[EXERCISE DETAILS]
Count the lines below containing "feedstock". Number only.

Records drawn from a dataset
PR #139, opened 2018-11-29
Fix issue with fixture generation

### LINKED ISSUE #138: Error during generation of fixture data
Builds of the numcodecs-feedstock on conda-forge are currently failing for version 0.6.0 (https://github.com/conda-forge/numcodecs-feedstock/pull/28). The problem is within the following test functions:

```
tests/test_astype.py::test_backwards_compatibility FAILED
tests/test_quantize.py::test_backwards_compatibility FAILED
```
The error message is:

```
                # one time encode and save array
                if not os.path.exists(enc_fn):  # pragma: no cover
                    enc = codec.encode(arr)
                    with open(enc_fn, mode='wb') as ef:
>                       ef.write(enc)
E                       ValueError: ndarray is not C-contiguous
```

I think what has happened here is that the fixture data are not being picked up during the conda-forge builds, and so they are being regenerated during the test run. Something has changed since the fixture data was originally generated, and so regeneration of fixture data for the astype and quantize codecs is failing, it looks like on cases where the encoded data returned by the codec is not C-contiguous. Needs a little investigation to determine appropriate fix.

alimanfoo:
Resolves #138 by ensuring that encoded data are converted to bytes before being written to a file.

TODO:

### DIFF
--- a/numcodecs/tests/common.py
+++ b/numcodecs/tests/common.py
@@ -215,6 +215,7 @@ def check_backwards_compatibility(codec_id, arrays, codecs, precision=None, pref
             # one time encode and save array
             if not os.path.exists(enc_fn):  # pragma: no cover
                 enc = codec.encode(arr)
+                enc = ensure_bytes(enc)
                 with open(enc_fn, mode='wb') as ef:
                     ef.write(enc)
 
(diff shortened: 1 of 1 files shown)


numcodecs/tests/common.py
```diff
@@ -215,17 +215,15 @@ def check_backwards_compatibility(codec_id, arrays, codecs, precision=None, pref
...
 
             # load and decode data
             with open(enc_fn, mode='rb') as ef:
                 enc = ef.read()
                 dec = codec.decode(enc)
-                if isinstance(dec, np.ndarray):
-                    dec_arr = dec.reshape(-1, order='A')
-                else:
-                    dec_arr = ensure_ndarray(dec)
+                dec_arr = ensure_ndarray(dec).reshape(-1, order='A')
```
alimanfoo: For the record, this is just a simplification, not needed to address the issue at hand.

jakirkham:
Thanks for tackling this so quickly, @alimanfoo.

PR #143, opened 2018-11-30
Handle (new) buffer protocol conforming types in ``Pickle.decode``

jakirkham:
Python 3's `pickle.loads` is able to handle anything that conforms to the (new) buffer protocol as long as it is C-contiguous. We go ahead and enforce this on all inputs; raising if that is not possible. On Python 2 `cPickle.loads` is not as flexible as it requires a `bytes` object explicitly. This enforces that case as well.

TODO:

### DIFF
--- a/numcodecs/pickles.py
+++ b/numcodecs/pickles.py
@@ -48,9 +48,9 @@ class Pickle(Codec):
         return pickle.dumps(buf, protocol=self.protocol)
 
     def decode(self, buf, out=None):
-        if PY2:
+        if PY2:  # pragma: py3 no cover
             buf = ensure_bytes(buf)
-        else:
+        else:  # pragma: py2 no cover
             buf = ensure_contiguous_ndarray(buf)
 
         dec = pickle.loads(buf)
--- a/numcodecs/pickles.py
+++ b/numcodecs/pickles.py
@@ -6,7 +6,7 @@ import numpy as np
 
 
 from .abc import Codec
-from .compat import PY2, ensure_bytes
+from .compat import PY2, ensure_bytes, ensure_contiguous_ndarray
 
 
 if PY2:  # pragma: py3 no cover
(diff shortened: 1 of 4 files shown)


numcodecs/pickles.py
```diff
@@ -48,6 +48,11 @@ def encode(self, buf):
         return pickle.dumps(buf, protocol=self.protocol)
 
     def decode(self, buf, out=None):
+        if PY2:
+            buf = ensure_bytes(buf)
+        else:
+            buf = ensure_contiguous_ndarray(buf)
```
jakirkham: Just to provide context from the Python codebase, [Python 2 requires `bytes` here]( https://github.com/python/cpython/blob/d4f9cf5545d6d8844e0726552ef2e366f5cc3abd/Modules/_pickle.c#L1179 ) and [Python 3 uses the (new) buffer protocol to get a C-contiguous array]( https://github.com/python/cpython/blob/d4f9cf5545d6d8844e0726552ef2e366f5cc3abd/Modules/_pickle.c#L1179 ).

numcodecs/tests/common.py
```diff
@@ -147,6 +147,10 @@ def check_encode_decode_array(arr, codec):
     codec.decode(enc, out=out)
     assert_array_items_equal(arr, out)
 
+    enc = codec.encode(arr)
+    dec = codec.decode(ensure_ndarray(enc))
+    assert_array_items_equal(arr, dec)
```
jakirkham: Seems this worked for everything except `Pickle` on Python 2 as demonstrated by [this CI failure]( https://travis-ci.org/zarr-developers/zarr/jobs/461902060#L2893 ). This is likely a consequence of the improved buffer handling under the hood, which `MsgPack`, `JSON`, etc. all use already. `Pickle` was the only one not using these functions, which this PR fixes. So testing this generally seems to be fine. All the other codecs already test decoding with `ndarray`.

jakirkham:
Thanks for taking a look.

PR #145, opened 2018-12-01
Upgrade c-blosc to v1.15.0

### LINKED ISSUE #142: Upgrade c-blosc to 1.15.0
Upgrade the c-blosc submodule to version 1.15.0.

alimanfoo:
Upgrade the c-blosc submodule to version 1.15.0. Resolves #142.

TODO:

### DIFF
--- a/docs/release.rst
+++ b/docs/release.rst
@@ -25,7 +25,7 @@ Release notes
   By :user:`John Kirkham <jakirkham>`, :issue:`155`.
 
 * The bundled c-blosc sources have been upgraded to version 1.15.0. By
-  :user:`Alistair Miles <alimanfoo>`, :issue:`142`, :issue:`145`.
+  :user:`Alistair Miles <alimanfoo>` and :user:`John Kirkham <jakirkham>`, :issue:`142`, :issue:`145`.
 
 .. _release_0.6.1:
 
--- a/docs/release.rst
+++ b/docs/release.rst
@@ -24,6 +24,8 @@ Release notes
 * Revert ndarray coercion of encode returned data.
   By :user:`John Kirkham <jakirkham>`, :issue:`155`.
 
+* The bundled c-blosc sources have been upgraded to version 1.15.0. By
+  :user:`Alistair Miles <alimanfoo>`, :issue:`142`, :issue:`145`.
 
 .. _release_0.6.1:
 


alimanfoo:
Looks like this won't work on PY27 on Windows due to https://github.com/Blosc/c-blosc/issues/248. Backing off this for numcodecs 0.6.2.

jakirkham:
Maybe we could try adding our `stdint.h` with [`-FI` (name force include)]( https://docs.microsoft.com/en-us/previous-versions/8c5ztk84(v=vs.140) ). Here’s [an example]( https://github.com/conda-forge/pycrypto-feedstock/blob/master/recipe/meta.yaml#L28 ). Though we can probably use `extra_compile_arg` to pass it in instead of that hack.

alimanfoo:
Good to know that's an option, though I think in this case we can ask to
fix upstream. This has come in to blosclz.c in a recent commit, and all
other source files in c-blosc which include stdint.h do so with
compatibility checks, so I think this probably just slipped past and they'd
want to fix it.

jakirkham:
Sounds good. I sent a PR. So hopefully that helps.

alimanfoo:
Nice one :+1:

jakirkham:
FWIW I'm comfortable either waiting for the new patch release or integrating that patch into our submodule. Would be fine waiting to release Numcodecs 0.6.2 ( https://github.com/zarr-developers/numcodecs/issues/149 ) until this is handled.

alimanfoo:
Cool, let's give it a few days and see if the c-blosc devs have a chance to make a release.

alimanfoo:
I've moved c-blosc forward to incorporate the fix for stdint.h compatibility in blosclz (https://github.com/Blosc/c-blosc/pull/249). If CI passes I think I'll merge, doesn't seem necessary to wait for a release tag upstream.

docs/release.rst
```diff
@@ -24,6 +24,8 @@ Release notes
 * Revert ndarray coercion of encode returned data.
   By :user:`John Kirkham <jakirkham>`, :issue:`155`.
 
+* The bundled c-blosc sources have been upgraded to version 1.15.0. By
+  :user:`Alistair Miles <alimanfoo>`, :issue:`142`, :issue:`145`.
```
alimanfoo:
```suggestion
  :user:`Alistair Miles <alimanfoo>` and :user:`John Kirkham <jakirkham>`, :issue:`142`, :issue:`145`.
```

jakirkham:
SGTM.

IIRC the only other change in there was to their release notes, which we ignore in our builds. So should be fine.

Should we plan on doing the patch release after this lands?

alimanfoo:
> SGTM.
> 
> IIRC the only other change in there was to their release notes, which we ignore in our builds. So should be fine.

Cool, thanks.

> Should we plan on doing the patch release after this lands?

Yes I reckon. I'll make the release now.

jakirkham:
Thanks @alimanfoo!

Issue #4508, opened 2018-07-06
Docker: installation of wine fails


toxeus:
[This](https://github.com/spesmilo/electrum/blob/27fc715182bf816033056a97e2e2a6d27d463f76/contrib/build-wine/docker/Dockerfile#L18) line fails with
```txt
E: Unable to correct problems, you have held broken packages.
```
By removing the `-qq` flag from `apt-get install` the following error message can be revealed
```txt
Some packages could not be installed. This may mean that you have
requested an impossible situation or if you are using the unstable
distribution that some required packages have not yet been created
or been moved out of Incoming.
The following information may help to resolve the situation:

The following packages have unmet dependencies:
 winehq-stable : Depends: wine-stable (= 3.0.1~bionic)
E: Unable to correct problems, you have held broken packages.
```
I'm assuming that the maintainer of the wine deb repository did break something when he updated it recently.

The installation is successful if the version specifier for the wine package is removed.

toxeus:
Also, see [travis](https://travis-ci.org/spesmilo/electrum/jobs/400540086).

toxeus:
Agreed. However, I really like the new docker approach! :+1: 

Do you think that the version of wine needs to be pinned down too? Maybe this package is not relevant for reproducibility.

SomberNight:
Well, I am not sure what needs to be pinned down, so I just tried to pin down all the top level packages we install. I was also thinking of pinning down the whole tree but did not do that yet; also not sure what the best way would be.
atm I am trying to pin down some of the dependencies of wine, I think that will fix this issue at least

PR #4509, opened 2018-07-06
Dockerfile: don't suppress error message

toxeus:
The `-qq` flag will suppress helpful output in case of an error.

Related: https://github.com/spesmilo/electrum/issues/4508


toxeus:
Compare the error output on travis from [this PR](https://travis-ci.org/spesmilo/electrum/jobs/400947694) with [this one](https://travis-ci.org/spesmilo/electrum/jobs/400540086) without my patch.

PR #4510, opened 2018-07-06
rename plugins package to electrum_plugins

toxeus:
The advantages are:

* local and installed packages are imported the [same way](https://github.com/spesmilo/electrum/pull/4510/files#diff-8b09c684b41764f7f9aa0150d4ecf441L49)
* unit tests do test modified code in [local repo](https://github.com/spesmilo/electrum/pull/4510/files#diff-5ba89e7dd9b4904f5b8eb3f22e771cbfL14)
* absolute imports instead of relative imports [can](https://github.com/spesmilo/electrum/pull/4427#discussion_r198757088) be used

I have opened this PR to illustrate my proposal in https://github.com/spesmilo/electrum/issues/4279 because it was easy to do after https://github.com/spesmilo/electrum/pull/4313 got merged. If this PR gets merged I'll create follow-up PRs where the other packages are renamed as well to keep the package naming consistent.


toxeus:
@ysangkok wrote:
> I would prefer if the restructuring was one big PR, because it would be unfortunate to move all these files if it turns out later that it doesn't enable us to run tests without installing.

I don't like big PRs. It makes them hard to review and hard to make correct. The changes to the packages are orthogonal. Python isn't black magic. It'll "turn out" as described in the documentation. If not then we have found out a serious bug :wink: (in this particular case I know for a fact that it works as expected).

> How is "import electrum" going to work without installing if "lib" is not renamed to "electrum"?

See above where I wrote: "If this PR gets merged I'll create follow-up PRs where the other packages are renamed as well to keep the package naming consistent."

> I don't see how you can (with this approach not renaming lib) be able to run the tests without installing. Which is a major reason for doing this reachitecturing!

Again, read my comment above. I'm not going to invest too much time into a change if I'm not sure that the project maintainers will merge it. More explicit acknowledgement or refusal of my proposal in the [issue](https://github.com/spesmilo/electrum/issues/4279) would have certainly helped to make things more clear to me. Therefore, I'd chosen to implement the quickest and simplest renaming change of the three ones. It already clearly demonstrates that we don't need to differentiate between a local and a installed case anymore.

> This is what we currently have, and I'd like to see a restructuring fix this (as my proposal does, which you didn't comment on :P):

Sorry, I was a bit overwhelmed by your branch. I have now commented on it in the issue. Also, I'm aware that `test_wallet_vertical` fails without an installation because [I was the one to report it](https://github.com/spesmilo/electrum/issues/4279#issue-315779304). This PR doesn't brake anything and doesn't fix anything but it *illustrates* what my proposal was. Again, if you read my comment above then you can see that my plan is to also rename the `lib` package.

ysangkok:
Ok, your explanation makes sense to me, and I'd be all for it. I'll discuss this with Thomas next week and we'll get back to you.

toxeus:
Great, thanks!

ysangkok:
We wanted to put have gui and plugins in electrum, so we have merged a large restructuring instead, it should have the advantages you list as reasons for this PR.

toxeus:
No worries, I do understand that different engineers have different approaches to software engineering :+1:  But looking at all the follow-up commits fixing your big commit confirms that it's hard to make a big commit correctly, as I said above :wink:

PR #4521, opened 2018-07-09
docker: simplify README.md

toxeus:


SomberNight:
Can you add a note what the current working directory should be when executing the commands?

Also, I guess there's no point in setting the context to `.` -- I did not notice originally, but now `.` is over 1 GB for me, so it takes time to compress it :P
However, if I simply change the command to
```
sudo docker build --no-cache -t electrum-wine-builder-img -f contrib/build-wine/docker/Dockerfile -
```
then it hangs for me indefinitely(?).
This however works:
```
sudo docker build --no-cache -t electrum-wine-builder-img - < contrib/build-wine/docker/Dockerfile
```

toxeus:
> Can you add a note what the current working directory should be when executing the commands?

Sure.

> Also, I guess there's no point in setting the context to . -- I did not notice originally, but now . is over 1 GB for me, so it takes time to compress it :P

Good catch! I wasn't aware that the context is also pulled into the image. My understanding was that only files that are added using `COPY` or `ADD` would end up in the image. I suggest the following command then
```sh
sudo docker build --no-cache -t electrum-wine-builder-img contrib/build-wine/docker
```
because having the Dockerfile in the context enables docker's caching which can sometimes be useful.

toxeus:
@SomberNight I missed that. I'm preparing a PR that will change that line anyway. Therefore, you don't need to bother fixing it.

PR #4524, opened 2018-07-09
build-wine: allow local testing

toxeus:
Before, it was only possible to test commits that are
on Github (pull request or merged). Now, changes
can be tested locally too.

This introduces the risk that a release could be built
containing uncommitted changes which by definition breaks
deterministic builds. Fortunately, this will always be
detected because the version string is created using
[`git describe --tags --dirty`](https://github.com/spesmilo/electrum/blob/dc6fb04ffe9ddd4243ca5b001edc57ee8305783e/contrib/build-wine/build-electrum-git.sh#L44).


SomberNight:
Nice. :)
So are you setting `$TARGET` to an "empty string" to build the local dir?

toxeus:
@SomberNight exactly.

toxeus:
Good point. Moreover, this change actually obsoletes the need for the `$TARGET` variable because the commit, that needs to be built, can just be checked out. I'd remove the relevant code. What do you think?

SomberNight:
This is causing several problems during the release process at the moment.

1. The binaries are being marked dirty as a consequence of the locale being built at https://github.com/spesmilo/electrum/blob/bc35c82619c86dcef8b8e74bb5118b4afae59324/contrib/build-wine/build-electrum-git.sh#L36-L40
We had to add a gitignore to the locale submodule in https://github.com/spesmilo/electrum/commit/bc35c82619c86dcef8b8e74bb5118b4afae59324

2. Some of the untracked files in the repository, not sure which, on Thomas' machine were making the hash not reproducible. We needed to run `git clean -fxd` to get the same hashes as Travis.

3. The build fails on this line https://github.com/spesmilo/electrum/blob/bc35c82619c86dcef8b8e74bb5118b4afae59324/contrib/build-wine/build-electrum-git.sh#L43
when it is trying to recursively touch all files.
Previously this was done in a clean clone, but with this PR, there can be anything here (e.g. untracked files).
Specifically, it is failing on some broken symlink in `.buildozer`, which are present if one has built the Android binary.

	```
	/opt/wine64/drive_c/electrum /opt/wine64/drive_c/electrum/contrib/build-wine/tmp
	Last commit: 3.2.3-dirty
	/opt/wine64/drive_c/electrum/contrib/deterministic-build/electrum-locale /opt/wine64/drive_c/electrum /opt/wine64/drive_c/electrum/contrib/build-wine/tmp
	/opt/wine64/drive_c/electrum /opt/wine64/drive_c/electrum/contrib/build-wine/tmp
	touch: cannot touch './.buildozer/android/platform/build/build/venv/local/include': No such file or directory
	touch: cannot touch './.buildozer/android/platform/build/build/venv/local/bin': No such file or directory
	touch: cannot touch './.buildozer/android/platform/build/build/venv/local/lib': No such file or directory
	touch: cannot touch './.buildozer/android/platform/build/build/other_builds/python3crystax-version3.6/armeabi-v7a/python3crystax/Lib/site-packages/README': No such file or directory
	```

toxeus:
@SomberNight Thank you for the feedback. 

1. I have a proper fix for this. Will open PR soon.
1. This might be fixed by the other fixes for 1. and 3.
1. I have a proper fix for this. Will open PR soon. I didn't notice this because I've never built electrum for android.

toxeus:
1. https://github.com/spesmilo/electrum/pull/4685
2. let's see if needed
3. https://github.com/spesmilo/electrum/pull/4684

[OUTPUT]
2